### What is required
Please report every line in the material below where the word "against" is found.

### Source data
PR #4085, opened 2026-05-25
fix(table): refresh remote paginator when totalRows or pageSize change

jensgustafsson:
## Summary by CodeRabbit

* **Bug Fixes**
  * Remote-mode pagination now refreshes when total rows or page size change: paginator UI updates, the table re-requests data, current scroll position is preserved after refresh, and transient failures during refresh are handled gracefully.

* **Tests**
  * Added tests covering remote paginator refresh, scroll restoration, and graceful failure handling.

## Summary
- In remote (ajax) mode, Tabulator's visible paginator buttons are driven by the `last_page` returned from `ajaxRequestFunc`, not by `setMaxPage`. As a result, changing `totalRows` or `pageSize` after init updated the internal max page but left the rendered paginator UI stale.
- The `totalRows` and `pageSize` watchers now also call a new `refreshRemotePaginator()`, which triggers `tabulator.replaceData()` so Tabulator re-invokes the ajax callback and the paginator picks up the new page count. Local mode is unaffected (guarded by `isRemoteMode()`).
- `replaceData()` rather than `setData()` because the latter calls `rowManager.resetScroll()` — visible as the table snapping to top-left on every totals refresh. `replaceData()` still rebuilds the row elements as a side-effect of going through the data pipeline (Tabulator's `renderInPosition` doesn't fully preserve vertical scroll across the rebuild), so the user's scroll position is saved and restored explicitly around the call.
- A small `getRowScrollContainer()` helper names the `.tabulator-tableholder` lookup so the magic selector lives in one place.

## Review:

## Test plan
- [ ] In remote mode, mount a table and update `totalRows` after init — paginator buttons reflect the new page count.
- [ ] In remote mode, change `pageSize` after init — paginator buttons reflect the new page count, current page is preserved (or clamped if it exceeds the new max).
- [ ] In remote mode, scroll the table vertically and horizontally, then update `totalRows` — scroll position is preserved (no snap to top-left).
- [ ] In local (non-remote) mode, changing `totalRows` / `pageSize` behaves as before (no extra data fetch).

### Browsers tested:
Windows:
- [ ] Chrome
- [ ] Edge
- [ ] Firefox

Linux:
- [ ] Chrome
- [ ] Firefox

macOS:
- [ ] Chrome
- [ ] Firefox
- [ ] Safari

Mobile:
- [ ] Chrome on Android
- [ ] iOS

### DIFF
--- a/src/components/table/table.tsx
+++ b/src/components/table/table.tsx
@@ -318,11 +318,13 @@ export class Table {
     @Watch('totalRows')
     protected totalRowsChanged() {
         this.updateMaxPage();
+        this.refreshRemotePaginator();
     }
 
     @Watch('pageSize')
     protected pageSizeChanged() {
         this.updateMaxPage();
+        this.refreshRemotePaginator();
     }
 
     @Watch('page')
@@ -701,6 +703,56 @@ export class Table {
 
     private updateMaxPage() {
         this.tabulator?.setMaxPage(this.calculatePageCount());
+    }
+
+    /**
+     * In remote mode the visible paginator buttons are rendered from the
+     * `last_page` value returned by `ajaxRequestFunc`, not from
+     * `setMaxPage`. When `totalRows` or `pageSize` change after init, force
+     * Tabulator to re-invoke the ajax callback so the paginator UI picks up
+     * the new page count.
+     *
+     * `replaceData` rather than `setData` because the latter calls
+     * `rowManager.resetScroll()` (visible as the table snapping to
+     * top-left every refresh). `replaceData` still wipes and rebuilds
+     * the row elements as a side-effect of going through the data
+     * pipeline (causing a brief flicker), so save and restore the scroll
+     * position explicitly: Tabulator's `renderInPosition` path doesn't
+     * fully preserve vertical scroll across the row rebuild.
+     */
+    private async refreshRemotePaginator() {
+        if (!this.isRemoteMode() || !this.tabulator || !this.initialized) {
+            return;
+        }
+
+        const scrollContainer = this.getRowScrollContainer();
+        const scrollTop = scrollContainer?.scrollTop ?? 0;
+        const scrollLeft = scrollContainer?.scrollLeft ?? 0;
+
+        // `replaceData` resolves through `requestData`, which rejects when the
+        // component is destroyed, and Tabulator's ajax pipeline can reject too.
+        // Since the watchers call this without awaiting, swallow rejections here
+        // to avoid an unhandled promise rejection.
+        try {
+            await this.tabulator.replaceData();
+        } catch {
+            return;
+        }
+
+        if (scrollContainer) {
+            scrollContainer.scrollTop = scrollTop;
+            scrollContainer.scrollLeft = scrollLeft;
+        }
+    }
+
+    /**
+     * Tabulator's scrollable row container, inside `<limel-table>`'s
+     * shadow DOM. The user's vertical/horizontal scroll position within
+     * the table lives on this element's `scrollTop` / `scrollLeft`.
+     */
+    private getRowScrollContainer(): HTMLElement | null {
+        return (this.host.shadowRoot?.querySelector('.tabulator-tableholder') ??
+            null) as HTMLElement | null;
     }
 
     private getOptions(): TabulatorOptions {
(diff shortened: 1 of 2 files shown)


src/components/table/table.tsx
```diff
@@ -318,11 +318,13 @@ export class Table {
     @Watch('totalRows')
     protected totalRowsChanged() {
         this.updateMaxPage();
```
jgroth, line 320: `refreshRemotePaginator()` is async but called without `await` or `.catch()` from this synchronous watcher (same on line 325). `replaceData()` resolves through `requestData`, which returns `Promise.reject()` when `this.destroyed` is true, and Tabulator's own ajax pipeline can reject too. A rejection here becomes an unhandled promise rejection. Wrapping the body in a try/catch inside `refreshRemotePaginator`, or attaching `.catch()` at the call site, would contain it.

src/components/table/table.tsx
```diff
@@ -703,6 +705,46 @@ export class Table {
...
+     * Tabulator to re-invoke the ajax callback so the paginator UI picks up
+     * the new page count.
+     *
+     * `replaceData` rather than `setData` because the latter calls
+     * `rowManager.resetScroll()` (visible as the table snapping to
+     * top-left every refresh). `replaceData` still wipes and rebuilds
+     * the row elements as a side-effect of going through the data
+     * pipeline (causing a brief flicker), so save and restore the scroll
+     * position explicitly: Tabulator's `renderInPosition` path doesn't
+     * fully preserve vertical scroll across the row rebuild.
```
jgroth, line 721: table.spec.ts already drives the watchers against a mocked `tabulator.replaceData` (lines 27-37), so a test for this branch is cheap: assert that a `totalRows`/`pageSize` change in remote mode calls `replaceData()` with no args and that local mode does not, plus that scrollTop/scrollLeft are restored. None of the new paths are exercised right now.

src/components/table/table.tsx
```diff
@@ -703,6 +705,46 @@ export class Table {
...
+     */
+    private async refreshRemotePaginator() {
+        if (!this.isRemoteMode() || !this.tabulator || !this.initialized) {
+            return;
+        }
+
```
jgroth, line 727: Changing `pageSize` updates `last_page` via `calculatePageCount()`, but Tabulator's `paginationSize` is still the init value — the table keeps rendering the old number of rows per page even though the button count updates. This predates the PR rather than being introduced here, but the test plan claims `pageSize` changes are reflected, and a `setPageSize` call would make that true.

jgroth (commented):
Looks good, Claude found some stuff that should not be too hard to fix

src/components/table/table.tsx
jensgustafsson: Good point — wrapped the `await this.tabulator.replaceData()` in a try/catch inside `refreshRemotePaginator` that returns early on rejection (so the scroll-restore is also skipped, since the data wasn't replaced). Contains the rejection without it surfacing as an unhandled one. Fixed in the latest commit.

src/components/table/table.tsx
jensgustafsson: Added a `remote paginator refresh` suite driving the watchers against the mocked `tabulator`: asserts a `totalRows`/`pageSize` change in remote mode calls `replaceData()` with no args, that local mode does not refresh, that scrollTop/scrollLeft are restored across the rebuild, and that a `replaceData` rejection is swallowed. Thanks for pointing out it was cheap to cover.

src/components/table/table.tsx
jensgustafsson: Confirmed the local-mode `paginationSize` staleness is real. I started with a `setPageSize(this.pageSize)` call, but the only public API for it forces a `setPage(1)` afterwards (`userSetPageSize` → `setPageSize`; `setPage(1)`), which in local mode also emits a spurious `changePage(1)` via `handlePageLoaded`. That's a behavior change to the local-mode path this PR otherwise doesn't touch, so I'd rather not bundle it here and have it design the page-reset/event behavior deliberately.

Tracked separately in #4096. Keeping this PR scoped to the remote paginator.

jgroth (dismissed):

jgroth (approved):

### Exercise answer
jgroth, line 721: table.spec.ts already drives the watchers against a mocked `tabulator.replaceData` (lines 27-37), so a test for this branch is cheap: assert that a `totalRows`/`pageSize` change in remote mode calls `replaceData()` with no args and that local mode does not, plus that scrollTop/scrollLeft are restored. None of the new paths are exercised right now.
jensgustafsson: Added a `remote paginator refresh` suite driving the watchers against the mocked `tabulator`: asserts a `totalRows`/`pageSize` change in remote mode calls `replaceData()` with no args, that local mode does not refresh, that scrollTop/scrollLeft are restored across the rebuild, and that a `replaceData` rejection is swallowed. Thanks for pointing out it was cheap to cover.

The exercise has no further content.